Do they have a catchphrase? No
Are they more optimistic or pessimistic? pessimistic
Are they introverted or extroverted? VERY introverted
Do they ever put on airs? no
What bad habits do they have? smoking, drinking, running away 
What makes them laugh out loud? just about everything
How do they display affection? gently nuzzling his head into you, resting his head on your shoulder, holding your hand. He likes to be touched softly
How do they want to be seen by others? like a nice person, someone who loves deeply and genuinely 
How do they see themselves? as actual human garbage 
Strongest character trait? sensitivity 
Weakest character trait? sensitivity 
How competitive are they? not at all
Do they make snap judgements or take time to consider? he over things EVERYTHING
How do they react to praise? awkwardly
How do they react to criticism? crying
What is their greatest fear? spiders
What are their biggest secrets? he is sure that everyone in his life hates him, they all want him gone, so he works with everything that he has to try and get people to stay
When was the last time they cried? right now, he is probably crying this moment. 
What haunts them? his father
What will they stand up for? his friends, his loved ones, never himself
Are they indoorsy or outdoorsy? indoorsy
What is their sinful little habit? chainsmoker 
What quality do they most value in a friend? honesty, loyalty, wont leave him
What do they consider an overrated virtue? Dignity 
If they could change one thing about themselves, what would it be? his inability to speak about what he wants, what he likes, what he needs from someone
What is their obsession? reading
What are their pet peeves? people biting their nails. 
Friends and Family
Is their family big or small? Who does it consist of? hes all alone. 
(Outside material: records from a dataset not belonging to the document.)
PR #1093, opened 2026-06-24
Dde dense

mattfidler:


mattfidler:
@billdenney 

This  is the dde interface you were wanting.

billdenney:
Thank you! Looking at the documentation, can it only be for states or can it also be for arbitrary math. For example, would the following work:

```
function() {
  ini({
    kel = 1
    v = 2
  })
  model({
    d/dt(central) <- -kel*central
    conc <- central/v
    concDelay <- delay(conc, 5)
  })
}
```

mattfidler:
Only works for states, just like monolix and nonmem.  That model would error and say it is invalid.

```
rxode2 model syntax error:
================================================================================
:001: d/dt(central) <- -kel * central
:002: conc <- central/v
:003: 'delay' can only be used on a 'd/dt()' line:
      concDelay <- delay(conc, 5)
                   ^~~~~
================================================================================
Error: syntax errors (see above)
```

PR #1106, opened 2026-07-09
fix(dde): correct delay history when a delay model's Jacobian can't be generated (+ enable ros4 for delayed sensitivity models)

mattfidler:
## Summary

Two related fixes for delay differential equation (`delay()`) models that request an implicit method (`ros4` or the `dop853+ros4` composite). Together they fix a silent-wrong-results bug and enable the stiff `ros4` leg for delayed sensitivity models (e.g. nlmixr2est's analytic-covariance augmented models).

### 1. Fall back to `dop853` (dense), not `liblsoda`, when the Jacobian can't be generated

A `delay()` model whose analytic Jacobian generation failed fell back to `liblsoda`. `liblsoda` is **non-dense and records no delay history**, so every `delay()` lookup silently returned the pre-history `past()`/initial-condition value and the solution diverged (no error, just wrong numbers). A delay model requires a dense solver; `dop853` dense needs no Jacobian, so fall back to it instead.

### 2. Keep the `d/dt()` of delayed sensitivity-named states so `calcJac` works

*Why* Jacobian generation failed above: a delayed state whose name matches the sensitivity convention (`rx__sens_<state>_BY_<var>__`) had its `d/dt()` reclassified as a derivable sensitivity and stripped -- in both the `calcJac`/`calcSens` model rewrite (`rxGetModel`) and the symengine load (`rxS`) -- leaving a `delay()` with no defining ODE (`delay(X, ...) has no d/dt(X)`). A state read by `delay()` is a genuine ODE (`delay(X, T)` requires `d/dt(X)`), so its `d/dt()` is now always kept:

- `rxGetModel` excludes delayed states from the sensitivity strip (new `.rxSensStrippable()`).
- `rxS` records `..delayedStates` and routes their `d/dt` to `..ddt..` instead of `..sens0..`.

With this, these models generate a Jacobian and use the stiff `ros4` leg directly rather than falling back.

## Verification

- `ros4` / `dop853+ros4` on the augmented sensitivity model now match pure `dop853` to ~2e-10 (previously diverged ~0.28).
- `ros4` genuinely runs (no `liblsoda` fallback) and matches the dense reference to ~5e-7 -- confirming ros4's cubic delay-history reconstruction is itself exact; the divergence was entirely the fallback path.
- `test-dde`, `test-dde-past`, `test-dde-sens`: all green, no regressions.
- Changes are guarded by the model's `hasDelay` flag, so non-delay Jacobian/sensitivity generation is unchanged.
- Downstream nlmixr2est DDE FOCEI fit unchanged (analytic covariance, all SEs finite).

### DIFF
--- a/NEWS.md
+++ b/NEWS.md
@@ -1,5 +1,12 @@
 # rxode2 5.1.3
 
+- Fix delay (`delay()`) models that request an implicit method (`ros4` or the
+  `dop853+ros4` composite) but whose analytic Jacobian cannot be generated:
+  they previously fell back to `liblsoda`, which is non-dense and records no
+  delay history, so `delay()` lookups silently returned the pre-history
+  `past()`/initial-condition value and the solution diverged.  Such models now
+  fall back to `dop853` (dense, no Jacobian required) instead.
+
 - Fix `lag()`/`diff()` (and `first()`/`last()`) which previously returned a
   constant instead of the previous record's value, for both calculated (lhs)
   variables and time-varying covariates. They now read the prior record's value
--- a/NEWS.md
+++ b/NEWS.md
@@ -1,5 +1,13 @@
 # rxode2 5.1.3
 
+- Fix analytic Jacobian generation (`calcJac=TRUE`) for models whose delayed
+  states use the sensitivity naming convention (`rx__sens_<state>_BY_<var>__`,
+  e.g. nlmixr2est's analytic-covariance augmented models): the `d/dt()` of such
+  a state was reclassified as a derivable sensitivity and stripped, leaving a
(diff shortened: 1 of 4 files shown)


mattfidler:
Companion to nlmixr2/nlmixr2est#703 (FOCEI analytic covariance + DDE fast-family support). That branch's DDE augmented-covariance path depends on this fix; its `.foceiAnalyticSolveFA`/`.foceiAnalyticSolveAll` currently force `method=dop853` as a belt-and-suspenders workaround, and `tests/testthat/test-dde-focei.R` there guards the end-to-end pipeline.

What is their perception of family? that it isnt who you are born with it is who you chose. 
Do they have siblings? Older or younger? none
Describe their best friend. Luna Olsson she is selfless, and thoughtful and has picked Milo up more times than he can count, she is the on person on this planet he trusts enough to live with, he loves her more than he thought he could, he has let her in more than anyone else. 
Ideal best friend? See Above
Describe their other friends. Hudson the person he always turns to when life gets too tough. Tanner  the man that he can always have fun with, turn his brain off with and just let himself breathe with. Rion someone who has always been perfect and loving and gentle with him. 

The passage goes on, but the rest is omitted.